Nice to have features for fixed size header (at the begin):
OK, for variable part XML or some pretty extensible format in header is good idea but is it really needed? I had lot of experience with ASN encoding... in most cases its usage was overshot.
Well, maybe you will have additional understanding when you look at things like TPKT format which is described in RFC 2126 (chapter 4.3).
如果您将版本号放入标头中,则可以在需要更改 POD 结构或向标头添加新字段时随时更改该版本。
因此,现在不要向标题添加内容,因为它可能会很有趣。 您只是在创建必须维护的代码,但没有什么实际价值。
If you are putting a version number in the header you can change that version anytime you need to change the POD struct or add new fields to the header.
So don't add stuff to the header now because it might be interesting. You are just creating code that you have to maintain but that has little real value.
对于大文件,您可能需要添加数据定义,以便您的文件格式变得自描述。
For large files, you might want to add data definitions, so your file format becomes self-describing.
我的变体结合了 Roddy 和 Jason S 的方法。
总之 - 将格式化的文本元数据放在文件末尾,并确定其存储在其他地方的长度。
1) 在文件的开头放置一个长度字段,以便您知道末尾元数据的长度,而不是假设固定长度。 这样,要获取元数据,您只需读取固定长度的初始字段,然后从文件末尾获取元数据 blob。
2) 使用 XML 或 YAML 或 JSON 作为元数据。 如果元数据附加在末尾,这尤其有用/安全,因为读取该文件的人不会仅仅因为它以 XML 开头而自动认为它都是 XML。
这种方法的唯一缺点是,当元数据增长时,您必须更新文件的头部和尾部,但其他部分可能无论如何都会被更新。 如果它只是更新诸如上次访问日期之类的琐事,那么元数据长度不会改变,因此它只需要就地更新。
My variation combines Roddy and Jason S's approaches.
In summary - put formatted text metadata at the end of the file with a way to determine its length stored elsewhere.

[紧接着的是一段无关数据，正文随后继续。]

PR #527, opened 2017-08-28
add support to ssl_verify_callback option

nhachicha:
following the work on Sync repo https://github.com/realm/realm-sync/pull/1312 to allow the binding to pass a callback to validate the SSL certificate, this PR expose this option to the binding so we can set the callback when building the `SyncConf`

Will be used mainly for Java to allow Android trust manager to validate  the cert https://github.com/realm/realm-java/issues/4759

### DIFF
--- a/src/sync/sync_config.hpp
+++ b/src/sync/sync_config.hpp
@@ -108,6 +108,7 @@ struct SyncConfig {
     util::Optional<std::array<char, 64>> realm_encryption_key;
     bool client_validate_ssl = true;
     util::Optional<std::string> ssl_trust_certificate_path;
+    std::function<sync::Session::SSLVerifyCallback> ssl_verify_callback;
 #if __GNUC__ < 5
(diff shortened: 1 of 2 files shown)


src/sync/sync_config.hpp
```diff
@@ -108,14 +108,15 @@ struct SyncConfig {
     util::Optional<std::array<char, 64>> realm_encryption_key;
     bool client_validate_ssl = true;
     util::Optional<std::string> ssl_trust_certificate_path;
+    std::function<sync::Session::SSLVerifyCallback> ssl_verify_callback;
```
austinzheng: What's the definition of `SSLVerifyCallback`? If that's a function type (as the name implies), wrapping it in `std::function` seems unnecessary.

austinzheng: Never mind. It's probably a typedef for an actual function type, which does need to be wrapped in a std::function.

PR #559, opened 2017-10-03
Add support for permission offer/response

austinzheng:
Changes:
- Added APIs for creating permission offers and accepting them
- Refactored some code to facilitate reuse
- Renamed a few types to reflect their new, expanded usage

Rationale: right now, most bindings (Cocoa included) use the object store APIs to get and change permissions, but binding-level APIs to create and accept permission offers. This API allows the existing object store machinery to be used to perform the latter task as well.

More detailed description.
1. I broke most of the existing method for changing permissions into a new method, `perform_async_operation()`. This method basically creates an object, writes it to the management Realm, and observes it until its status code indicates either success or failure. Then it calls a callback.
2. Changing permissions, creating offers, and accepting offers now call into `perform_async_operation()` with customization options (e.g. what object to create, what additional properties to set on it).

### DIFF
--- a/src/sync/sync_permission.cpp
+++ b/src/sync/sync_permission.cpp
@@ -38,21 +38,21 @@ using namespace std::chrono;
 // MARK: - Utility
 
 namespace {
-Permission::AccessLevel extract_access_level(Object& permission, CppContext& context)
+AccessLevel extract_access_level(Object& permission, CppContext& context)
 {
     auto may_manage = permission.get_property_value<util::Any>(context, "mayManage");
     if (may_manage.has_value() && any_cast<bool>(may_manage))
-        return Permission::AccessLevel::Admin;
+        return AccessLevel::Admin;
 
     auto may_write = permission.get_property_value<util::Any>(context, "mayWrite");
     if (may_write.has_value() && any_cast<bool>(may_write))
-        return Permission::AccessLevel::Write;
+        return AccessLevel::Write;
 
     auto may_read = permission.get_property_value<util::Any>(context, "mayRead");
     if (may_read.has_value() && any_cast<bool>(may_read))
-        return Permission::AccessLevel::Read;
+        return AccessLevel::Read;
 
-    return Permission::AccessLevel::None;
+    return AccessLevel::None;
 }
 
 /// Turn a system time point value into the 64-bit integer representing ns since the Unix epoch.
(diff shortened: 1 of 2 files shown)


src/sync/sync_permission.cpp
```diff
@@ -157,7 +157,91 @@ void Permissions::set_permission(std::shared_ptr<SyncUser> user,
...
 {
-    const auto realm_url = user->server_url() + permission.path;
+    auto props = AnyDict{
+        {"userId", permission.condition.user_id},
+        {"realmUrl", user->server_url() + permission.path},
+        {"mayRead", permission.access != AccessLevel::None},
+        {"mayWrite", permission.access == AccessLevel::Write || permission.access == AccessLevel::Admin},
+        {"mayManage", permission.access == AccessLevel::Admin},
+    };
+    switch (permission.condition.type) {
```
tgoyne: A one-case switch is sort of silly.

src/sync/sync_permission.cpp
```diff
@@ -157,7 +157,91 @@ void Permissions::set_permission(std::shared_ptr<SyncUser> user,
...
+        case Permission::Condition::Type::KeyValue:
+            props.insert({"metadataKey", permission.condition.key_value.first});
+            props.insert({"metadataValue", permission.condition.key_value.second});
+            break;
+        default:
+            break;
+    }
+    auto cb = [callback=std::move(callback)](Object*, std::exception_ptr exception) {
+        if (exception) {
```
tgoyne: This if/else is redundant.

src/sync/sync_permission.cpp
```diff
@@ -157,7 +157,91 @@ void Permissions::set_permission(std::shared_ptr<SyncUser> user,
...
+{
+    auto props = AnyDict{
+        {"token", token},
+    };
+    auto cb = [callback=std::move(callback)](Object* object, std::exception_ptr exception) {
+        if (exception) {
+            callback(none, exception);
+        } else {
+            CppContext context;
+            auto token = any_cast<std::string>(object->get_property_value<util::Any>(context, "realmUrl"));
```
tgoyne: The string here is the only thing that differs from the above, so it's probably worth extracting this all to a function.

src/sync/sync_permission.cpp
```diff
@@ -166,38 +250,27 @@ void Permissions::set_permission(std::shared_ptr<SyncUser> user,
...
-    // Set condition properties based on type
-    switch (permission.condition.type) {
-        case Permission::Condition::Type::KeyValue:
-            raw.set_property_value<util::Any>(context, "metadataKey", permission.condition.key_value.first, false);
-            raw.set_property_value<util::Any>(context, "metadataValue", permission.condition.key_value.second, false);
-            break;
-        default:
-            break;
+    };
+    for (auto&& prop : additional_props) {
```
tgoyne: `props.insert(additional_props.begin(), additional_props.end());`

src/sync/sync_permission.cpp
```diff
@@ -261,23 +325,23 @@ SharedRealm Permissions::management_realm(std::shared_ptr<SyncUser> user, const
...
             Property{"updatedAt",         PropertyType::Date},
-            Property{"expiresAt",         PropertyType::Date},
             Property{"statusCode",        PropertyType::Int|PropertyType::Nullable},
             Property{"statusMessage",     PropertyType::String|PropertyType::Nullable},
             Property{"token",             PropertyType::String|PropertyType::Nullable},
             Property{"realmUrl",          PropertyType::String},
             Property{"mayRead",           PropertyType::Bool},
             Property{"mayWrite",          PropertyType::Bool},
             Property{"mayManage",         PropertyType::Bool},
+            Property{"expiresAt",         PropertyType::Date|PropertyType::Nullable},
```
tgoyne: Why is this moved to the end?

src/sync/sync_permission.hpp
```diff
@@ -22,28 +22,31 @@
 #include "results.hpp"
 #include "shared_realm.hpp"
 
+#include "util/any.hpp"
```
tgoyne: A forward declaration of `Any` suffices here.

src/sync/sync_permission.cpp
austinzheng: I was trying to troubleshoot something; forgot to move it back. Thank you for catching this.

src/sync/sync_permission.cpp
```diff
@@ -213,28 +278,19 @@ void Permissions::set_permission(std::shared_ptr<SyncUser> user,
...
-                                  : util::format("Error code: %1", code);
-            callback(std::make_exception_ptr(PermissionChangeException(error_str, code)));
+            std::string error_str = (status.has_value()
+                                     ? any_cast<std::string>(status)
+                                     : util::format("Error code: %1", code));
+            handler(nullptr, std::make_exception_ptr(PermissionActionException(error_str, code)));
         }
         else {
-            callback({});
+            handler(&*object, nullptr);
```
bdash: Isn't `&*` here equivalent to `object.get()`?

src/sync/sync_permission.cpp
```diff
@@ -157,7 +157,85 @@ void Permissions::set_permission(std::shared_ptr<SyncUser> user,
...
+                               const ConfigMaker& make_config)
+{
+    perform_async_operation("PermissionOfferResponse",
+                            std::move(user),
+                            make_handler_extracting_property("realmUrl", std::move(callback)),
+                            AnyDict{ {"token", token} },
+                            make_config);
+}
+
+Permissions::AsyncOperationHandler Permissions::make_handler_extracting_property(std::string property,
```
bdash: Is there any reason for this to be a static member function rather than just a static function in the .cpp file?

src/sync/sync_permission.cpp
austinzheng: Ah, that's it.

austinzheng:
@bdash you are correct about the tests. We can't test anything dependent on ROS at the object store level currently.

nirinchev:
> Rationale: right now, most bindings (Cocoa included) use the object store APIs to get and change permissions, but binding-level APIs to create and accept permission offers. 

To clarify, Cocoa is the only binding that uses the object store API for anything. .NET, Java, and js have convenience wrappers around the binding-level objects - none of them touches OS.

PR #560, opened 2017-10-05
Fix SyncConfig initialization to be consistent between Clang and GCC >= 5

bdash:
Always use the `SyncConfig` constructor. It removes the potential for inconsistent initialization between the constructor and braced initializers. In addition, the default constructor is removed as it doesn't result in a meaningful `SyncConfig`.

At some point soon we should reevaluate how `SyncConfig` is used. It was initially intended to contain only two or three values, but has grown to over ten ☹️

### DIFF
--- a/src/sync/sync_config.hpp
+++ b/src/sync/sync_config.hpp
@@ -112,10 +112,10 @@ struct SyncConfig {
     std::function<SyncSessionErrorHandler> error_handler;
     std::shared_ptr<ChangesetTransformer> transformer;
     util::Optional<std::array<char, 64>> realm_encryption_key;
-    bool client_validate_ssl = true;
+    bool client_validate_ssl;
     util::Optional<std::string> ssl_trust_certificate_path;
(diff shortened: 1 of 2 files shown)


src/sync/sync_config.hpp
```diff
@@ -115,10 +115,11 @@ struct SyncConfig {
     bool client_validate_ssl = true;
     util::Optional<std::string> ssl_trust_certificate_path;
     std::function<sync::Session::SSLVerifyCallback> ssl_verify_callback;
-    bool validate_sync_history = true;
     bool is_partial = false;
     util::Optional<std::string> custom_partial_sync_identifier;
 
+    bool validate_sync_history = true;
+
```
kspangsege: As a short term solution, I would suggest committing to having the constructor. This introduces a fortunate decoupling from the actual member layout.

As a longer term solution, I propose that user sites declare default instances of `SyncConfig`, and then assign explicitly to its members.

Anyway, I agree that your fix works.

PR #561, opened 2017-10-06
Unregister sync_session_states::Error session when it's closed

nhachicha:
- According to the [documentation](https://github.com/realm/realm-object-store/blob/7906c22a4837657243161e5f17dce5147ac50c28/src/sync/sync_session.cpp#L84-L88) the error state is terminal, and the session should not transition to another state.

when a client reset happens and we close the Realm, [SyncSession::State#close](https://github.com/realm/realm-object-store/blob/7906c22a4837657243161e5f17dce5147ac50c28/src/sync/sync_session.cpp#L119) will be called on the session but since it's a no op (in the case of ` sync_session_states::Error`) it will remain in the `sync_manager.hpp` [m_session](https://github.com/realm/realm-object-store/blob/7906c22a4837657243161e5f17dce5147ac50c28/src/sync/sync_manager.hpp#L198) map.

This will cause an error in Java binding when trying to open the Realm again, and call `session->wait_for_download_completion` for instance.

Java interface with the OS using the `session_path` (`SyncManager::get_existing_session(const std::string& path)`), that will return the remaining error session (which is unusable).
Actually unregistering the session when close is called on error state will help prevent this use case

- I also introduced `SyncManager::get_existing_session` in this [PR] (https://github.com/realm/realm-object-store/pull/398) when I integrated SyncManager with Java. I removed this method in the OS and replaced the call from Java to `get_existing_active_session` (I think we were the only binding using the deleted method)

### DIFF
--- a/src/sync/sync_manager.cpp
+++ b/src/sync/sync_manager.cpp
@@ -442,15 +442,6 @@ std::shared_ptr<SyncSession> SyncManager::get_existing_session_locked(const std:
     return it == m_sessions.end() ? nullptr : it->second;
 }
 
-std::shared_ptr<SyncSession> SyncManager::get_existing_session(const std::string& path) const
-{
-    std::lock_guard<std::mutex> lock(m_session_mutex);
-    if (auto session = get_existing_session_locked(path))
-        return session->external_reference();
-
-    return nullptr;
-}
-
 std::shared_ptr<SyncSession> SyncManager::get_session(const std::string& path, const SyncConfig& sync_config)
 {
     auto& client = get_sync_client(); // Throws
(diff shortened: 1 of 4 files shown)


austinzheng:
I think this is actually a bug in the `sync_session` code.

In `SyncSession::handle_error()`, we have a `next_state` variable that determines what state the session transitions into (if any). Normally, this next state is `error`, but upon a bad auth error the next state is set to `inactive` instead. If you look at line 544, which handles client reset errors, you will note I forgot to set the next state to `inactive` there as well. I think that is the proper fix, because it preserves the `error` state invariant you described above.

Let me know what you think.

nhachicha:
@austinzheng sounds good, reverted the change to set the `next_state` instead.

bdash:
Why did you leave the `get_existing_session` change in place? It appears that it's not really related to the issue being fixed, and it looks like it'll result in the two Realms in question being null in cases where they weren't before (it'll no longer reactivate an inactive session, but would instead return null).

nhachicha:
@bdash reverted the changes

PR #562, opened 2017-10-06
Exclude 'none' permissions from permission results

austinzheng:
ROS may indicate the absence of a permission in two ways: the absence of a permission object, or the setting of the flags on the permission object all to false. This change filters out the latter type of permission, since it's functionally identical to a non-existent permission.


bdash:
Is hiding these at the object store level the best option? One alternative would be for ROS to remove objects that don't represent any permissions.

austinzheng:
I was thinking that as well. I'll talk to the ROS folks and see if they have any opinion either way.

austinzheng:
It makes more sense to do this at the server level, and I just verified that we can.

PR #565, opened 2017-10-10
Add debug information for internal session states

cmelchior:
First step in making the inner workings of Sessions available to external debugging.

This adds a name to each state that can be used during `advance_state` to log the state transition, which is really helpful for debugging lifecycle issues.

Unfortunately, there doesn't seem to be a logger component in Object Store currently (or I couldn't find it), so for now this is up to bindings to do this manually.

Java e.g. can do this:

```
    std::ostringstream out;
    out << "SyncSession: " << path() << " (old:" << m_state->name() << " -> " << state.name() << ")";
    __android_log_print(ANDROID_LOG_ERROR, "Session state change", out.str().c_str(), 1);
```

### DIFF
--- a/src/sync/sync_session.cpp
+++ b/src/sync/sync_session.cpp
@@ -130,6 +130,9 @@ struct SyncSession::State {
         return false;
     }
 
+    // Returns the name of this state. Only useful for debugging
+    virtual std::string name() const { return ""; };
+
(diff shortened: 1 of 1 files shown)


cmelchior:
Cool, I didn't knew that was possible. No reason for this PR then. Closing

PR #567, opened 2017-10-11
Make ExternalCommitHelper robust on Windows

fealebenpae:
Starting with Core 3.0 we have a robust interprocess mutex and condition variable implementation on Windows we can use to reliably notify interested parties of commits at the Object Store level.

The implementation heavily borrows from `SharedGroup::wait_for_change()`. In fact, I believe the generic ExternalCommitHelper implementation should perform equally well on Windows - we’d be using it instead of this one if it only worked with synced realms.

### DIFF
--- a/src/impl/windows/external_commit_helper.cpp
+++ b/src/impl/windows/external_commit_helper.cpp
@@ -17,69 +17,65 @@
 ////////////////////////////////////////////////////////////////////////////
 
 #include "impl/external_commit_helper.hpp"
-
 #include "impl/realm_coordinator.hpp"
 
 #include <algorithm>
-#include <codecvt>
 
 using namespace realm;
 using namespace realm::_impl;
 
-static HANDLE CreateNotificationEvent(std::string realm_path)
-{
-    // replace backslashes because they're significant in object namespace names
-    std::replace(realm_path.begin(), realm_path.end(), '\\', '/');
-
-    std::wstring_convert<std::codecvt_utf8_utf16<wchar_t>> converter;
-    std::wstring path(L"Local\\" + converter.from_bytes(realm_path));
-
-    HANDLE event = CreateEventEx(nullptr, path.c_str(), CREATE_EVENT_MANUAL_RESET, SYNCHRONIZE | EVENT_MODIFY_STATE);
-    if (event == nullptr) {
-        throw std::system_error(GetLastError(), std::system_category());
-    }
-
-    return event;
-}
-
 ExternalCommitHelper::ExternalCommitHelper(RealmCoordinator& parent)
 : m_parent(parent)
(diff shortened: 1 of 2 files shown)


src/impl/windows/external_commit_helper.cpp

1) Put an length field at the beginning of your file so you know the length of the metadata at the end rather than assuming a fixed length. That way, to get the metadata you just read that fixed-length initial field and then get the metadata blob from the end of file.
2) Use XML or YAML or JSON for the metadata. This is especially useful/safe if the metadata is appended at the end because nobody reading the file is going to automatically think it's all XML just because it starts with XML.
The only disadvantage in this approach is when your metadata grows, you have to update both the head of the file and the tail but it's likely other parts will have been updated anyway. If it's just updating trivia like a last-accessed date then the metadata length won't change so it only needs an update in-place.